Agosto 12, 2020

A closer look at the cybersecurity regulations in the EU context

The NIS Directive (EU) 2016/1148 of the European Parliament and of the Council of 6 July 2016 concerning measures for a high common level of security of network and information systems across the Union was adopted by the European Parliament on July 6, 2016. It was entered into force in August 2016, and Poland as a member state completed the implementation of its provisions in November 2018.

All the necessary provisions are included in the act on the national cybersecurity system and its executive regulations, including the list of key services and the organizational and technical conditions for entities providing cybersecurity services, as well as internal organizational structures of key service operators responsible for cybersecurity.
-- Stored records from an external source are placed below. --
PR #94, opened 2026-07-28
AF-236 and AF-238 Replace superuser/default-org model with platform admin and explicit organization scoping

kalibetre:
This PR restructures how platform-level authority and organization context work across Agent Farm. The "superuser who transcends org boundaries" model is replaced by a **Platform Administrator** role with authority that is deliberately separate from Organization Membership. The implicit "default organization" fallback is removed, and all organization-scoped API routes now carry the organization ID in their URL path. Predefined templates are refactored into true global platform resources with a dedicated `platform_template` table and real referential integrity for agent template pins.

---

### Platform Administrator replaces Superuser

The `is_superuser` flag on `User` is renamed to `is_platform_admin`, and every authorization path that previously granted superusers implicit org-scoped authority is tightened. Platform administrators no longer receive synthesized `OWNER` memberships when targeting an organization they don't belong to — they must have a **real persisted Membership** for any org-scoped operation. This closes a cross-org escalation vector where a superuser could act as owner of any organization without a membership row.

A new `PlatformAdminService` provides a dedicated seam for platform-level authority checks, and a `require_platform_admin` dependency guard replaces the old `check_superuser` parameter on `get_current_user`. The `CurrentUserContext.has_org_role` family no longer short-circuits on the platform flag; role resolution is always against the target organization's persisted membership map.

**Affected areas:** auth utils/models, RBAC policy, agent authorization, organization service, user service/repository, UI auth schemas and guard components.

### Explicit Organization Context via URL Scoping

Organization scoping moves from the `X-Organization-Id` request header to an explicit `/organizations/{organization_id}` path prefix on every org-scoped router (agents, slack, conversations, costs, skills, templates, tool calls). Platform-level routes (user management, organization creation/listing) move to a `/platform/...` prefix. The global `_default_org_id` singleton and `set_default_org_id` startup hook are removed entirely.

Personal endpoints (`/auth/me`, Slack config token, Google OAuth) now request the user context with `require_organization=False` so they work before an organization is selected. The UI `OrganizationProvider` and API instance are updated to pass the active organization ID via path rather than header.

**Affected areas:** all org-scoped routers, auth utils, auth routes, integration routes, UI shared API layer and organization provider.

### Removal of the Default Organization

The `is_default` column is dropped from `Organization` via migration. The startup lifespan no longer calls `ensure_default_organization()` or creates an `OWNER` membership linking the platform admin to the default org. Organization deletion no longer special-cases a default org. The `OrganizationRead` schema and UI organization schemas drop the `is_default` field. Environment variables are renamed from `SUPER_USER_CREDENTIALS`/`SUPER_USER_FULL_NAME` to `PLATFORM_ADMIN_CREDENTIALS` (full name defaults to "Super User").

### Two-Table Template Model with Real Referential Integrity

Predefined templates are split out of the org-scoped `agent_template` table into a dedicated global **`platform_template`** table (no `organization_id`), mirroring the built-in `aai_cli` skill model. This is a two-migration refactor: the first makes predefined templates global within `agent_template` (nullable `organization_id`), and the second moves them into `platform_template` and restores strict org-scoping on `agent_template`.

**Schema changes:**
- `platform_template` table with `UNIQUE(template_slug, version)` and a `platform_template_skill` join table.
- `agent_template` regains `NOT NULL` on `organization_id` and gains `forked_from_platform_template_id` (nullable FK → `platform_template.id`) to record fork lineage.
- The `Agent` model drops loose `(template_slug, template_version)` pin columns and replaces them with two mutually-exclusive FKs: `platform_template_id` and `agent_template_id`, enforced by a `CHECK` constraint (`ck_agent_exactly_one_template_pin`).

**Behavioural changes:**
- `TemplateRepository` resolves templates across both tables (org first, then platform); an org fork at a higher version shadows the platform v1.
- Editing a platform predefined template forks it into `agent_template` at `version = platform_v + 1` with `forked_from` set, instead of mutating the global row.
- The seeder writes to `platform_template` once at startup; per-org seeding on organization creation/signup is removed.
- `SkillRepository` deletion guards and stale-ref cleanup now check both join tables.
- `AgentService` uses a `_set_pin()` helper to set the correct FK; `AgentRead` derives `template_slug`/`template_version` from the pinned row at read time.

### Technical Details

- **Migrations:** `c6d7e8f9a0b1` drops `is_default`; `d5a6b7c8d9e0` makes predefined templates global within `agent_template`; `e6b7c8d9e0f1` splits them into `platform_template` and re-points agent pins via data migration. The `8b9c0d1e2` migration renames `is_superuser` to `is_platform_admin`.
- **`TemplateRead`** now has `organization_id: UUID | None` and `forked_from_platform_template_id: UUID | None`, reflecting that a template response may represent a global platform resource.
- **Bulk agent reads** are optimized: `get_pinned_template_info_for_agents` and `get_required_skill_ids_for_agents` batch-resolve across both pin kinds in a single pass, replacing per-agent slug/version lookups.
- **UI** adds a `/dashboard/platform` section (organizations, users) for platform admin view, separate from org-scoped dashboard pages. The org switcher and top nav are updated for the explicit-organization model.

### Breaking Changes

- **Environment variables:** `SUPER_USER_CREDENTIALS` → `PLATFORM_ADMIN_CREDENTIALS`; `SUPER_USER_FULL_NAME` removed (defaults to "Super User").
- **API routes:** All org-scoped endpoints now require `/organizations/{organization_id}` in the path instead of the `X-Organization-Id` header. User management and organization creation/listing moved to `/platform/users` and `/platform/organizations`.
- **Agent pin columns:** `agent.template_slug` and `agent.template_version` are dropped; agents now pin via `platform_template_id` or `agent_template_id` FK.
- **`UserRead.is_superuser`** renamed to `is_platform_admin`.
- **`OrganizationRead.is_default`** removed.
- **`TemplateRead.organization_id`** is now nullable; `forked_from_platform_template_id` added.


AnaniyaT (commented):
**`helmfile.yaml.gotmpl:137`**

Chart wants `platformAdminCredentials` now, the helmfile still sends `superUserCredentials`

**`compose.yml:32`**

Old name here too, so the API won't start: `platform_admin_credentials Field required`.

**`helm/agentfarm-api/Chart.yaml`**

Needs a bump for the versions, chart files changed and so did the API image.

.env.deploy.spec
```diff
@@ -59,7 +59,6 @@ SECRET_SIGNING_KEY=
 AGENT_TOKEN_ENCRYPTION_KEY=
 # Format: email:password
 SUPER_USER_CREDENTIALS=admin@example.com:
```
AnaniyaT: And here.

api/migrations/versions/e6b7c8d9e0f1_split_predefined_templates.py
```diff
@@ -0,0 +1,331 @@
...
+        sa.text(
+            """
+            UPDATE agent a
+            SET template_slug = pt.template_slug, template_version = pt.version
+            FROM platform_template pt
+            WHERE a.platform_template_id = pt.id
+            """
+        )
+    )
+    op.alter_column("agent", "template_slug", existing_type=sa.String(length=255), nullable=False)
```
AnaniyaT: These make the columns mandatory on rollback, but they were optional before this PR. Breaks on any install where a template lineage was deleted — the soft-deleted agents that used it have blank pins, so rollback dies: `NotNullViolation: column "template_slug" of relation "agent" contains null values`. Clean installs roll back fine, so it won't show up unless you test with that data.

api/domains/templates/service.py
```diff
@@ -199,72 +178,76 @@ def update_template(self, slug: str, data: TemplateUpdate, context: CurrentUserC
...
+        return self._to_read_with_skills(new_template)
 
     def delete_template(self, slug: str, context: CurrentUserContext) -> None:
         org_id = self._org_id(context)
         latest = self._get_latest_or_404(org_id, slug)
         self.permission_policy.require_organization(context, org_id, PermissionKey.TEMPLATE_MANAGE)
+        if not isinstance(latest, AgentTemplate):
+            raise HTTPException(
+                status_code=status.HTTP_403_FORBIDDEN,
+                detail="Cannot delete platform templates",
```
AnaniyaT, line 197: An edited copy keeps `PRE_DEFINED` and this blocks deleting those, so once an org edits a built-in template they're stuck with their copy and can't get back to the original — which keeps getting updated without them. Follow-up is fine, just flagging it.

api/domains/templates/repository.py
```diff
@@ -56,164 +107,302 @@ def find_versions(self, org_id: UUID, slug: str) -> list[AgentTemplate]:
...
+        return org_latest if org_latest.version >= platform_latest.version else platform_latest
+
+    def resolve_versions(self, org_id: UUID, slug: str) -> list[AgentTemplate | PlatformTemplate]:
+        org_versions = self.find_org_versions(org_id, slug)
+        platform_versions = self.find_platform_versions(slug)
+        combined: list[AgentTemplate | PlatformTemplate] = list(org_versions) + list(platform_versions)
+        combined.sort(key=lambda t: t.version, reverse=True)
+        return combined
+
+    def find_latest_templates(
```
AnaniyaT, line 301: Paging moved out of SQL into memory, this loads every template before slicing.

docs/architecture/api.md
```diff
@@ -24,9 +24,9 @@ Nearby domains are the implementation template. Costs and Ingest intentionally d
 
 ## Tenancy and authorization
 
-Authentication builds `CurrentUserContext`; organization-scoped services derive the active organization from it. `X-Organization-Id` selects the active organization, with the configured default organization as fallback. Normal users require membership. Tenant resolution synthesizes owner-level organization context for superusers, and authorization helpers explicitly preserve the superuser bypass.
+Authentication builds `CurrentUserContext`; organization-scoped services derive the active organization from it. Organization-scoped routes carry the organization ID in the URL, generally as `/api/v1/organizations/{organization_id}/...`. Routes without an `organization_id` path parameter have no active Organization. Normal users require membership. Tenant resolution synthesizes owner-level organization context for Platform Administrators only when they make an explicit org-scoped request, and platform-only routes use the platform-admin dependency without resolving an active Organization. Platform administration routes live under `/api/v1/platform/...`.
```
AnaniyaT: Still describes platform admins getting owner access to any org. That's what this PR removes.

api/domains/agents/service.py
```diff
@@ -622,21 +634,26 @@ def get_agent(self, agent_id: UUID, context: CurrentUserContext) -> AgentRead:
...
+                detail=f"Agent {agent_id} has no pinned template",
+            )
+        template = self.template_repository.resolve_template(org_id, pinned.template_slug, version)
         if not template:
             raise HTTPException(
                 status_code=status.HTTP_404_NOT_FOUND,
                 detail=f"Template version {version} not found for agent {agent_id}",
             )
-        return TemplateRead.model_validate(template)
+        return self.template_repository._to_read(template, self.template_repository.get_required_skills_for(template))
```
AnaniyaT: `_to_read` is private and in another domain.

.env.deploy.spec
kalibetre: Fixed — renamed `SUPER_USER_CREDENTIALS`/`superUserCredentials` to `PLATFORM_ADMIN_CREDENTIALS`/`platformAdminCredentials` in `.env.deploy.spec`, `compose.yml`, and `helmfile.yaml.gotmpl` to match the chart's `secret.yaml`. Also caught and fixed the same mismatch in `.github/workflows/deploy.yml`

api/migrations/versions/e6b7c8d9e0f1_split_predefined_templates.py
kalibetre: Fixed — removed the `NOT NULL` re-tightening on `agent.template_slug`/`template_version` in `downgrade()`. They're left nullable, matching the state before this migration (they were already loosened to nullable by e7a4b9c2d5f1 for exactly this soft-deleted/detached-pin case).

Verified by reproducing it directly: spun up a throwaway Postgres DB, migrated to head, inserted a soft-deleted agent with a detached (NULL) pin, then ran `alembic downgrade` — it failed with the exact `NotNullViolation` you described before the fix, and now completes cleanly with the row intact.

api/domains/templates/service.py
kalibetre: Agreed, and given the "follow-up is fine" I'm leaving this as-is for now rather than making a rushed call here. Fixing it isn't a small tweak — it also touches what happens to any live agents currently pinned to the org's forked version when that fork is deleted (the fallback would presumably resolve back to the platform original via `resolve_template`), and there's an existing test (`test_delete_predefined_template_returns_403`) asserting today's behavior that would need to change with it. We will do a proper pass at this with a follow-up ticket

api/domains/templates/repository.py
kalibetre: Fixed — `find_latest_templates` no longer loads full template rows (including the markdown body columns) to do the merge/sort/paginate step. The org and platform "latest per slug" queries now select only identity columns (id, slug, name, version, source), which is what the merge/shadow/sort logic actually needs; full rows (with the markdown bodies) are fetched afterward only for the ids on the resulting page.

docs/architecture/api.md
kalibetre: Fixed — reworded that paragraph. It now states that org-scoped access always requires a real persisted Membership and Platform Administrators get no synthesized/implicit organization role (confirmed against `auth/utils.py::get_authenticated_user`, which raises 403 if the caller has no Membership in the requested org, regardless of `is_platform_admin`).

api/domains/agents/service.py
kalibetre: Fixed — renamed `TemplateRepository._to_read` to a public `to_read` and updated both call sites (this one and `TemplateService._to_read_with_skills`), since it's a legitimate cross-domain read used by more than just the owning repository now.

AnaniyaT (approved):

These regulations initiated a certain change within many organizations that had previously treated some cybersecurity issues with lack of severity. They introduced the unification of the cybersecurity area, defined cybersecurity, and clearly indicated who is responsible from the national level to the operators of key services and critical infrastructure.

A very important element of the functioning of the entire cybersecurity area are CSIRTs on the national level, i.e. CSIRT NASK – responsible for responding to incidents in the public space, CSIRT GOV – responsible for responding and handling incidents in the public administration space and critical infrastructure operators, as well as CSIRT MON – responsible for reacting and handling incidents in the area subordinate to the Minister of National Defence.

The Act introduced a clear provision that these CSIRTs cooperate with each other with competent authorities, national and international entities in the field of incident handling. This is a big step forward in the organization of the incident response and response system, as it engages all forces and resources to counteract and respond to such serious threats. There is no need to convince anyone about the serious threat posed by cyber attacks, and this can be confirmed by the fact that one of NATO’s military domains is cyberspace.
The introduced law act, in addition to forcing certain actions, have one very important aspect, they encourage people to recognize that the problems that accompany cybersecurity have been seriously treated, and appropriate people and resources are allocated to ensure and manage cybersecurity.

There is also the issue of the private sector, which, if it does not fall within the definition of companies providing services subject to the provisions of the Act, it could make its own decisions on how to deal with cybersecurity. Therefore, many projects have been created both at the government level at the Ministry of Digitalization – the aim of which is to educate end users in this area – but also projects of non-governmental organizations. That is the area where cybersecurity is not only required to adapt their organizations to certain requirements, but also want to use this area for business activities by offering various types of solutions or services to improve cybersecurity as a whole.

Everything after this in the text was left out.